Dr. Bates’ course begins with an initial face-to-face meeting with the selected applicants at the annual spring Pediatric Academic Societies (PAS) Meeting. Dr. Bates and the participants then have monthly teleconferences in which he provides guidance for how to write individual grant sections. The participants then submit grant section drafts for review by Dr. Bates and a peer, after which Dr. Bates and the peers provide oral and written critiques at a follow-up meeting. Two classes of participants have completed the course to date and increasing numbers of Junior Section Members are applying to take the course each year. The SPR also is tracking past participants’ successes in obtaining K awards.

Dr. Bates intends to continue the course after he completes his term as a SPR Council member in 2019.

More About Dr. Bates

Dr. Bates received his medical degree from The Ohio State University College of Medicine and completed a residency in pediatrics at Nationwide Children’s Hospital. He then completed a fellowship in pediatric nephrology at the University of Texas Southwestern (UTSW) Medical Center in Dallas.

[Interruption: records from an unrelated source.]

PR #16585, opened 2017-10-29
Update Blob.js

sm2017:
## Motivation

If you run the following code 

```js
fetch('https://mywebsite.com/path')
      .then((response) => response.arrayBuffer())
```

> TypeError: response.arrayBuffer is not a function

The reason is fetch use whatwg-fetch and we have https://github.com/github/fetch/blob/master/fetch.js#L240-L265 and `support.blob` is false because https://github.com/github/fetch/blob/master/fetch.js#L16

`new Blob()` throw the following error

> TypeError: Cannot read property 'forEach' of undefined
>     at new Blob (node_modules\react-native\Libraries\Blob\Blob.js:95)
>     at node_modules\whatwg-fetch\fetch.js:12
>     at a (node_modules\whatwg-fetch\fetch.js:10)
>     at node_modules\whatwg-fetch\fetch.js:487
>     at loadModuleImplementation (node_modules\metro-bundler\src\Resolver\polyfills\require.js:178)
>     at guardedLoadModule (node_modules\metro-bundler\src\Resolver\polyfills\require.js:130)
>     at _require (node_modules\metro-bundler\src\Resolver\polyfills\require.js:110)
>     at node_modules\react-native\Libraries\Network\fetch.js:17
>     at loadModuleImplementation (node_modules\metro-bundler\src\Resolver\polyfills\require.js:178)
>     at guardedLoadModule (node_modules\metro-bundler\src\Resolver\polyfills\require.js:123)

I change constructor to ` constructor(parts: Array<Blob>=[], options: any)` to fix issue

## Test Plan

N?A

## Release Notes

[GENERAL] [BUGFIX] [Blob] - Fix new Blob() issue

### DIFF
--- a/Libraries/Blob/Blob.js
+++ b/Libraries/Blob/Blob.js
@@ -92,7 +92,7 @@ class Blob {
    * Currently we only support creating Blobs from other Blobs.
    * Reference: https://developer.mozilla.org/en-US/docs/Web/API/Blob/Blob
    */
-  constructor(parts: Array<Blob>, options: any) {
+  constructor(parts: Array<Blob>=[], options: any) {
     const blobId = uuid();
     let size = 0;
     parts.forEach((part) => {


shergin:
Okay... but in the specification the first argument is not optional.
https://developer.mozilla.org/en-US/docs/Web/API/Blob/Blob

sm2017:
@shergin http://jsfiddle.net/thmqwy8t/ 
It's seems the document of mozilla must be updated

sm2017:
@shergin Can you please accept this PR?

ide:
Reading the W3C spec this looks like it has the right behavior: https://w3c.github.io/FileAPI/#constructorBlob. It'd be nice to have a unit test (just for this case), want to add one?

Libraries/Blob/Blob.js
```diff
@@ -92,7 +92,7 @@ class Blob {
    * Currently we only support creating Blobs from other Blobs.
    * Reference: https://developer.mozilla.org/en-US/docs/Web/API/Blob/Blob
    */
-  constructor(parts: Array<Blob>, options: any) {
+  constructor(parts: Array<Blob>=[], options: any) {
```
ide: spaces around `=`

sm2017:
@ide I put spaces , Just tell me where must I create unit test , I don't find correct path

ide:
See other examples in this repo -- make __tests__ directories that are colocated with the files under test.

sm2017:
@ide unit test added https://github.com/facebook/react-native/pull/16585/commits/b4a471b50444ad915f7c7d129fd8ed586052809f

sm2017:
@ide @shergin reply please

Libraries/Blob/__tests__/Blob-test.js
```diff
@@ -0,0 +1,24 @@
...
+  let blob;
+
+  try {
+    new Blob();
+    blob = true;
+  } catch (e) {
+    blob = false;
+  }
+
+  expect(blob).toBe(true);
```
ide: can you write this as `expect(() => new Blob()).not.toThrow()`?

sm2017:
@ide Done

ide:
@facebook-github-bot shipit

hramos:
Here's the test that failed:

```
Libraries/Blob/__tests__/Blob-test.js

Blob construct
    expect(function).not.toThrow()
    
    Expected the function not to throw an error.
    Instead, it threw:
      ReferenceError: Blob is not defined
         \033[90m 12 | 
         \033[90m 13 | test('Blob construct', () => {
        >\033[90m 14 |   expect(() => new Blob()).not.toThrow();
         \033[90m 15 | });
         \033[90m 16 | 
          
          at react-native-github/Libraries/Blob/__tests__/Blob-test.js:14:23
          at Object.<anonymous> (node_modules/expect/build/to_throw_matchers.js:43:7)
          at Object.throwingMatcher [as toThrow] (node_modules/expect/build/index.js:215:24)
          at Object.<anonymous> (react-native-github/Libraries/Blob/__tests__/Blob-test.js:14:48)
     \033[90m 12 | 
     \033[90m 13 | test('Blob construct', () => {
    >\033[90m 14 |   expect(() => new Blob()).not.toThrow();
     \033[90m 15 | });
     \033[90m 16 | 
      
      at Object.<anonymous> (Libraries/Blob
```

PR #16588, opened 2017-10-29
Docs: Improve documentation of Slider (add example)

adrianomelo:
## Motivation

It would be great to have examples in the documentation of all components. I have created a PR to add an example for `CheckBox`, and now I am adding an example for the `Slider` component.

## Test Plan

The PR changes documentation. No further test is required.

## Release Notes

[DOCS][ENHANCEMENT][Slider] - Added example to documentation

### DIFF
--- a/Libraries/Components/Slider/Slider.js
+++ b/Libraries/Components/Slider/Slider.js
@@ -28,6 +28,63 @@ type Event = Object;
 
 /**
  * A component used to select a single value from a range of values.
+ *
+ * ### Usage
+ *
+ * The example below shows how to use `Slider` to change
+ * a value used by `Text`. The value is stored using
+ * the state of the root component (`App`). The same component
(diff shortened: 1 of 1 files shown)


Libraries/Components/Slider/Slider.js
```diff
@@ -28,6 +28,63 @@ type Event = Object;
 
 /**
  * A component used to select a single value from a range of values.
+ *
+ * * ### Usage
```
hramos: Does this render correctly? While this is a docs only change, it's still a good idea to build and test that your change looks good.

adrianomelo: Hi @hramos, thank you for your feedback. It does render correctly. I tested it using Android. I am going to update the commit removing the extra `*`.

And I built `./website` locally, it looks good with the new changes. :)

PR #16591, opened 2017-10-29
[ImgBot] optimizes images

ImgBotApp:
Hey there. I've just optimized all of your images. They are the same dimensions and quality as before, only they take up less space now.

This is a follow up from https://github.com/facebook/react-native/pull/15897 last month.
The PR was not originally accepted since the `ReferenceImages` should be excluded from image compression.

Since then we have rolled out support for `.imgbotconfig`  which I have placed in this PR.
This config file tells ImgBot not to worry about files or folders of your choosing.
You can read about the `.imgbotconfig` [here](https://github.com/dabutvin/imgbot#configuration)

Once installed, ImgBot will respect the `.imgbotconfig` file for every PR
https://github.com/apps/imgbot

:)


janicduplessis:
Not sure how I feed about adding a dotfile just for this, still pretty cool!

cc @TheSavior

TheSavior:
Adding @hramos to this since it impacts the repository. I don't particularly mind adding the config.

hramos:
The dotfile is alright. If the location were configurable, I'd move it to either .github or bots/, but root will do.

dabutvin:
Does the build need to be restarted?

hramos:
Nothing wrong with the changes in the PR itself, the import job timed out due to the amount of assets that need to be pulled down. I can probably get around this by creating an internal diff that applies the same changes as the PR. I'll add it to my list, though it's fairly low-pri.

hramos:
@ImgBotApp the website has been moved to https://github.com/facebook/react-native-website. If you open a PR there with the same changes, I'm sure we can get it merged easily as it won't have to be imported.

PR #16596, opened 2017-10-30
[ANDROID] [ENHANCEMENT] [DevSupport] Use currentActivity to display redbox, loading view and dev menu

kmagiera:
This change aims at replacing SYSTEM_ALERT_WINDOW/OVERLAY API being used for rendering dev support related views on Android (redbox, dev menu, green loading view) with API that does not require any special permission. The permission is still used for displaying perf monitor, although it is no longer requested at app startup but only when perf monitor gets enabled.

This change should not affect the way react native apps work in production environment as in release mode all dev support functionality is disabled.

## Motivation

There are two main reasons why requiring SYSTEM_ALERT/OVERLAY permission for displaying basic dev related windows is problematic:
 1) On Android >=6 devices it is required that overlay permission is granted in device settings for apps being side loaded (not installed via play store which is usually the case for apps being developed). Although this setting is not available on some Android devices including Google's stock Android TV version. On such devices App cannot be granted rights to draw in system alert window which cases the app to crash (instead of showing a redbox or dev menu dialog)
 2) Some Android device vendors have issues with implementation of `Settings.canDrawOverlays` that always return false (I've seen it on Xiaomi Redmi 4A with Android 6.1). This issue because of the following code in [ReactActivityDelegate.java#L90](https://github.com/facebook/react-native/blob/1e8f3b11027fe0a7514b4fc97d0798d3c64bc895/ReactAndroid/src/main/java/com/facebook/react/ReactActivityDelegate.java#L90), results in the overlay permission settings screen popping up every time the app is launched even though the permission has been perviously granted which is extremely annoying. Since this change only require overlay permission for displaying perf monitor we no longer ask for it on startup but only when user switches perf monitor ON.

## Test Plan

Test need to be performed on pre Android 6 and post Android 6 devices.

1. Run app with devserver off -> should result in redbox
2. Start packager with --reset-cache flag for the loading bar to be visible for some longer period of time. Then restart the app and see the loading bar show up
3. While the app is running, open dev menu, navigate to "dev settings", test "reload"
4. Modify JS app such that the app crashes, see it display redbox properly. Check if "reload" button works well from the redbox
5. Verify that "Show Perf Monitor" option works as expected. On Android >=6 re-install the app to see it ask for overlay permission at the moment when perf monitor option gets selected.

## Release Notes

 - SYSTEM_ALERT_WINDOW permission will no longer be required on Android to display Redbox

## Breaking
 This change can break things for framework users who provide custom implementation of DevSupportManager interface on Android:

- **Who does this affect**: Owners of apps that use custom implementation of DevSupportManager interface on Android.

- **How to migrate**: Update `create` method of your `DevSupportManager`'s factory to take `ReactInstanceManagerDevHelper` type as a second argument instead of `ReactInstanceDevCommandsHandler`. The interface `ReactInstanceDevCommandsHandler` has been renamed to `ReactInstanceManagerDevHelper` but kept all the methods the same (new method got added). If you were calling one of three methods from `ReactInstanceDevCommandsHandler` interface (`onReloadWithJSDebugger`, `onJSBundleLoadedFromServer` and `toggleElementInspector`) you can call exact same methods directly on `ReactInstanceManagerDevHelper` instance that is being provided in exchange for `ReactInstanceManagerDevHelper `.

- **Why make this breaking change**: 
This PR adds a new method to `ReactInstanceManagerDevHelper` called `getCurrentActivity`. In which case the prev name can no longer be justified. The activity is required for some of the DevSupportManager methods in order to start new dialogs and popups so that overlay permission isn't necessary.

- **Severity (number of people affected x effort)**:
Relatively small (perhaps Fb internally is using DevSupportManager abstraction to provide an alternative implementation but since it isn't documented I doubt anyone else uses it). Effort it very low as it boils down to updating uses of interface `ReactInstanceDevCommandsHandler` with `ReactInstanceManagerDevHelper` (all the methods in `ReactInstanceDevCommandsHandler` stays the same)


ReactAndroid/src/main/java/com/facebook/react/devsupport/ReactInstanceDevCommandsHandler.java
```diff
@@ -31,4 +35,10 @@
    * Request to toggle the react element inspector.
    */
   void toggleElementInspector();
+
+  /**
+   * Return activity react views are mounted in. This will be used by DevSupportManager to launch
+   * dialogs (such as dev settings dialog or a red box)
+   */
+  @Nullable Activity getCurrentActivity();
```
janicduplessis: Would there be another way to pass around the activity? It feels kind of out of place on this interface.

kmagiera:
@janicduplessis we could use this technique, but it makes stuff display in the current activity window. I figured it is fine for redbox and dev menu because when they appear you can't navigate to a different activity. This isn't true for perf overlay that only covers part of the screen and in theory you can open/close activities while you watch the perf overlay. This is a usecase for apps that use some sort of native navigation (homemade or one by wix or airbnb)

ReactAndroid/src/main/java/com/facebook/react/devsupport/ReactInstanceDevCommandsHandler.java
kmagiera: I agree, on the other hand new interface would complicate this part of the codebase even more which I don't think is necessary considering it doesn't do much.

Which of these two options would you prefer:
1) Rename this interface so that this method fits better
2) This interface implementation just passes all the calls to private methods of ReactInstanceManager. I could make those methods public and instead of passing `ReactInstanceDevCommandsHandler` ref to `DevSupportManagerFactory` I could pass ref to `ReactInstanceManager`

PS: I prefer the latter

janicduplessis: Yea if it doesn't require too many changes I think number 2 would be nice

kmagiera: @janicduplessis updated this PR with this change. Note that now it is more likely that this code will break some internal fb stuff where they perhaps use their own implementation of devsupportmanager

kmagiera:
@janicduplessis As my latest changes may break stuff for ppl who provide alternative impl of `DevSupportManager` I added a section to the PRs description with migration guide etc.

ReactAndroid/src/main/java/com/facebook/react/ReactInstanceManager.java
```diff
@@ -589,11 +569,43 @@ public void onHostResume(Activity activity, DefaultHardwareBackBtnHandler defaul
...
+      // b) when activity has just been created
+      // In case of (a) the activity is attached to window and it is ok to add new views to it or
+      // open dialogs. In case of (b) there is often a slight delay before such a thing happens.
+      // As dev support manager can add views or open dialogs immediately after it gets enabled
+      // (e.g. in the case when JS bundle is being fetched in background) we only want to enable
+      // it once we know for sure the current activity is attached.
+
+      // We check if activity is attached to window by checking if decor view is attached
+      final View decorView = mCurrentActivity.getWindow().getDecorView();
+      if (decorView.getWindowToken() == null) {
```
ayc1: Have you tried using https://developer.android.com/reference/android/support/v4/view/ViewCompat.html#isAttachedToWindow(android.view.View) ?

kmagiera: Ah, nice. Didn't know about ViewCompat. Will update that. Thanks for suggesting!

kmagiera:
Hey @achen1 or @ayc1 aby update on this?

ayc1:
hey @kmagiera sorry I didn't have a chance to look at this lately. there has been a few changes to these files recently. do you mind rebasing and fixing the merge conflicts? after that, I'll pull it in to fix the internal build failures due to the removal of ReactInstanceDevCommandsHandler.

kmagiera:
Hey @ayc1. Sorry for the delay. Just rebased this PR on top of the most recent changes from master and have run the test plan once again to make sure everything works as expected. Let me know if I can help with anything more here

ReactAndroid/src/main/java/com/facebook/react/devsupport/DevSupportManagerImpl.java
```diff
@@ -23,13 +23,16 @@
 import android.os.AsyncTask;
 import android.util.Pair;
 import android.widget.Toast;
+
 import com.facebook.common.logging.FLog;
 import com.facebook.debug.holder.PrinterHolder;
 import com.facebook.debug.tags.ReactDebugOverlayTags;
 import com.facebook.infer.annotation.Assertions;
 import com.facebook.react.R;
+import com.facebook.react.ReactInstanceManager;
```
ayc1: this creates a circular dependency 

`//java/com/facebook/catalyst/js/react-native-github/ReactAndroid/src/main/java/com/facebook/react:react -> //java/com/facebook/catalyst/js/react-native-github/ReactAndroid/src/main/java/com/facebook/react/devsupport:devsupport -> //java/com/facebook/catalyst/js/react-native-github/ReactAndroid/src/main/java/com/facebook/react:react`

maybe you should leave the interface in react/devsupport?

kmagiera:
Ah, ok, I’ll update that today

kmagiera:
@ayc1 I restored interface to workaround circular deps issues. I had to rename it though as with `getCurrentActivity` method it no longer sound reasonable to call it `ReactInstanceDevCommandsHandler`, the new name is `ReactInstanceManagerDevHelper`.

I also updated "Breaking" section in PR description to account for that change.

ayc1:
@kmagiera this is causing the green dev loading view to appear behind the activity when you reload JS on old Android versions like API 17 and 19 but not on 23. Can you take a look at this regression?

kmagiera:
Hey @ayc1, sure I will take a look

kmagiera:
@ayc1 I created https://github.com/facebook/react-native/pull/17305 to fix this issue on Kitkat and below

PR #16601, opened 2017-10-30
[iOS] Get rid of AppDelegate.m files and use AppDelegate.swift instead

mcplectrum:
## Motivation

In order to make the iOS part more future proof and easier to follow (most tutorials now are using swift), I converted the AppDelegate files to swift versions. 

## Test Plan
NA

- [ ] ./core/__fixtures__/files/project.pbxproj is still referencing an AppDelegate.m and I do not know, how to update that file

## Release Notes

 [IOS] [CLI] [FEATURE] - Initialize project that make use of AppDelegate.swift instead AppDelegate.h/m


janicduplessis:
@mcplectrum Thanks for the PR! My main concern with this is that a lot of apps won't use any native code so it doesn't make sense to bundle the swift runtime (which adds a few mbs to the binary) just for using it in AppDelegate.

Could we just provide a different swift template instead so people that want to use swift can use that instead? We probably should still default to objc for now until swift hits ABI stability and it's runtime is built into iOS.

If you want to do the same for the RNTester projet you could just create a new xcodeproj file a bit like we have for RNTesterLegacy.

PR #16631, opened 2017-11-01
Add some documentation about cookie handling.

dahjelle:
## Motivation

I'm not sure this is the best place for the note, but I've not be able to find any documentation—on Chromium, on Android's CookieManager class, or elsewhere—that the SameSite cookies are not synced. I expect some further documentation on limitations of syncing cookies would be valuable, but I don't have the expertise to flesh that out at the moment.

## Test Plan

Documentation.

## Release Notes
[DOCS][MINOR][WebView] - Note about cookie syncing in WebView.


dahjelle:
While I expect to have to massage this PR to be approved—I don't think that the failure is related to my change?

PR #16639, opened 2017-11-02
[IOS][ENHANCEMENT] - Adding locale prop to DatePickerIOS

RobertPaul01:
## Motivation

While building a React Native application, I've come across the use case of wanting to set a specific locale for DatePickers irrespective of the users OS region setting. Since this is a feature available to native DatePicker components, I think it would be helpful to expose this in React Native as well.

## Test Plan

Testing can be done by passing a `locale` prop to a DatePickerIOS. Example:

```
<DatePickerIOS
  date={this.state.date}
  mode="date"
  locale="fr_FR"
  onDateChange={date => this.setState({ date: date })}
/>
```

## Release Notes

[IOS][ENHANCEMENT][DatePickerIOS] - Adding a locale prop.


Libraries/Components/DatePicker/DatePickerIOS.ios.js
```diff
@@ -127,6 +132,7 @@ const DatePickerIOS = createReactClass({
           ref={ picker => { this._picker = picker; } }
           style={styles.datePickerIOS}
           date={props.date.getTime()}
+          locale={props.locale ? props.locale : undefined}
```
milindagrawal: Can we add something here which will take user locale by default ?

Note: no need to use ternary here, just use props.locale and add user locale in defaultProps.

RobertPaul01: This is part of React Native and it's what is normally done for these props. If the locale isn't specified, it should use the default device locale.

milindagrawal: Awesome

chirag04:
@RobertPaul01 are you using this to force 24hr format for the date time picker using the `NL` locale? just curious.

RobertPaul01:
No, this is to allow certain date formats to be used such as dd/mm/yyyy or mm/dd/yyyy

janicduplessis:
@RobertPaul01 Thanks for the PR! What happens if you pass an invalid locale string?

RobertPaul01:
If the string is invalid, it will use the default device locale.

janicduplessis:
@RobertPaul01 Looks like your PR changes file permissions (`100644 → 100755`), can you revert this?

RobertPaul01:
@janicduplessis I changed the permissions back. I overwrote the previous commit.

janicduplessis:
@facebook-github-bot shipit

Gongreg:
@RobertPaul01 if you want to add example for locale, you can take it from my pull request. I opened it on August but nobody looked into it.

PR #16658, opened 2017-11-03
Fix launchChrome for chromium on Ubuntu

nfeignon:
## Motivation

On Ubuntu (and maybe other distros), the executable for the chromium browser is 'chromium-browser' instead of 'chromium'.
This commit calls 'chromium-browser' before calling 'chromium' if it exists.

## Test Plan

Start an example app on Android with "react-native init project && react-native run-android". Open DevTools: it opens chromium correctly.

## Release Notes

[CLI] [BUGFIX] [local-cli/server/utils/launchChrome.js] - Fix launchChrome for chromium on Ubuntu


janicduplessis:
Thanks for the fix!

@facebook-github-bot shipit

PR #20584, opened 2018-08-08
[Linux/OSX] Add missing "--terminal" argument to run-android

### LINKED ISSUE #18122: JS Server Never Terminates
### Is this a bug report?
Yes

Yes

### Environment

Environment:
  OS: Linux 4.13
  Node: 8.9.4
  Yarn: 1.3.2
  npm: 5.6.0
  Watchman: Not Found
  Xcode: N/A

  react: 16.2.0 => 16.2.0
  react-native: ^0.53.3 => 0.53.3

Target Platform: android:minSdkVersion="16"
                           android:targetSdkVersion="23"

### Steps to Reproduce
(On a linux machine)
1. run command "sudo lsof -i :8081" and kill any processes on that port with the command "kill -9 <PID>"
2. react-native init test
3. cd test
4. react-native run-android
5. close/stop terminal (either by closing out of the terminal or pressing ctrl+c; doesn't matter)
6. run command "sudo lsof -i :8081".

### Expected Behavior
There are no processes active on port 8081 and you can run "react-native run-android" any time in the future and it works.

### Actual Behavior
The JS server is still running on port 8081. I do not understand why, but this creates a problem when running the app again. After starting the intent (usually the last thing in the terminal after running react-native run-andriod), it just stops automatically as seen in my terminal below:
react-native-run-android-abrupt-termination

Versus how I usually stop it as seen in my terminal below:
react-native-correct-termination

### Reproducible Demo
https://github.com/BWillis98/test
I apologize that I know nothing about "snack", but I've uploaded the test repository I created when going through "Steps to reproduce". I don't think it's really necessary since all I did was run the command "react-native init test" and then push it to a github repository.

### Workaround To Problem
Run the command "sudo lsof -i :8081", make note of the PID of the process where the column under "COMMAND" is titled "node", and then run the command "kill -9 [PID]" as demonstrated here:

workaround

However, I don't want to do this every time I want to load the app onto my phone and it took a lot of time to narrow down the issue to this and I'd like to save future developers the time of fixing this issue.

jamsch:
Commit 79e498b7fbf19ab50bb73697602910fb827ff928 claims that "--terminal" has been added as an argument to the "run-android" script which it hasn't. Instead it adds a new environment variable "process.env.REACT_TERMINAL" which seems to be undocumented and nowhere else in the repository. 

This commit now allows Linux and OSX users to specify their custom terminal :

    react-native run-android --terminal=x-terminal-emulator

Additionally the metro bundler child process "detached" option has been set to false if no terminal has been specified on Linux which fixes an issue where the packager would be running in the background and would have to manually be closed by finding the process. 

Fixes #18122

Test Plan:
----------
None

Release Notes:
--------------
[CLI] [BUGFIX] [local-cli/runAndroid/runAndroid.js] - Add missing "--terminal" argument

### DIFF
--- a/local-cli/runAndroid/runAndroid.js
+++ b/local-cli/runAndroid/runAndroid.js
@@ -348,7 +348,7 @@ function runOnAllDevices(
   }
 }
 
-function startServerInNewWindow(port, terminalArg) {
+function startServerInNewWindow(port, terminal = process.env.REACT_TERMINAL) {
   // set up OS-specific filenames and commands
   const isWindows = /^win/.test(process.platform);
   const scriptFile = isWindows
@@ -363,7 +363,6 @@ function startServerInNewWindow(port, terminalArg) {
   const scriptsDir = path.resolve(__dirname, '..', '..', 'scripts');
   const launchPackagerScript = path.resolve(scriptsDir, scriptFile);
   const procConfig = {cwd: scriptsDir};
-  const terminal = terminalArg || process.env.REACT_TERMINAL;
 
   // set up the .packager.(env|bat) file to ensure the packager starts on the right port
   const packagerEnvFile = path.join(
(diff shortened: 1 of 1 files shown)


hramos:
Re-importing. This failed earlier, because the PR was updated after it was approved but before it could be imported.

PR #20600, opened 2018-08-09
Remove TextLayoutBuilder from ReactAndroid dependency

dulmandakh:
This PR removes TextLayoutBuilder, which is not used anywhere.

After one year as nontenure track faculty at UTSW, Dr. Bates became an assistant professor of pediatrics at The Ohio State University/Nationwide Children’s Hospital in 1999. He was tenured and promoted to associate professor in 2007. In 2008, Dr. Bates accepted the position of division chief of pediatric nephrology and the director of the pediatric nephrology fellowship program UPMC Children’s Hospital of Pittsburgh and the University of Pittsburgh School of Medicine. Dr. Bates was promoted to professor of pediatrics in 2014. In 2016, Dr. Bates assumed the role of Vice Chair of Basic Research in the Department of Pediatrics at the University of Pittsburgh School of Medicine.

Dr. Bates’ research is focused on the role of fibroblast growth factor receptors (FGFRs) and their adapter binding proteins in kidney and lower urinary tract development and disease in murine models. Utilizing conditional and global knockout approaches to manipulate expression of FGFRs 1 and/or 2 and their adapter proteins, his lab has uncovered many novel roles for the receptors in multiple lineages and at different stages of kidney and lower urinary tract development. These murine lines often mimic many of the congenital forms of kidney and bladder disease that are leading causes of renal and lower urinary tract disease in children. Recently, the lab has identified novel roles for FGFR2 in protecting against bladder urothelial injury and driving early regeneration of outer urothelial layers after cyclophosphamide infusion.

Dr. Bates was elected to the Society for Pediatric Research in 2002 and was elected to the SPR Council in 2016. Since beginning his tenure on the SPR Council, Dr. Bates has been a member of the Mentoring Work Group and the Finance Committee. He also is actively participating in writing an SPR perspectives manuscript that will offer strategies for early stage pediatric clinician-scientists (and their institutional leadership) to increase their chances of success in obtaining external research funding.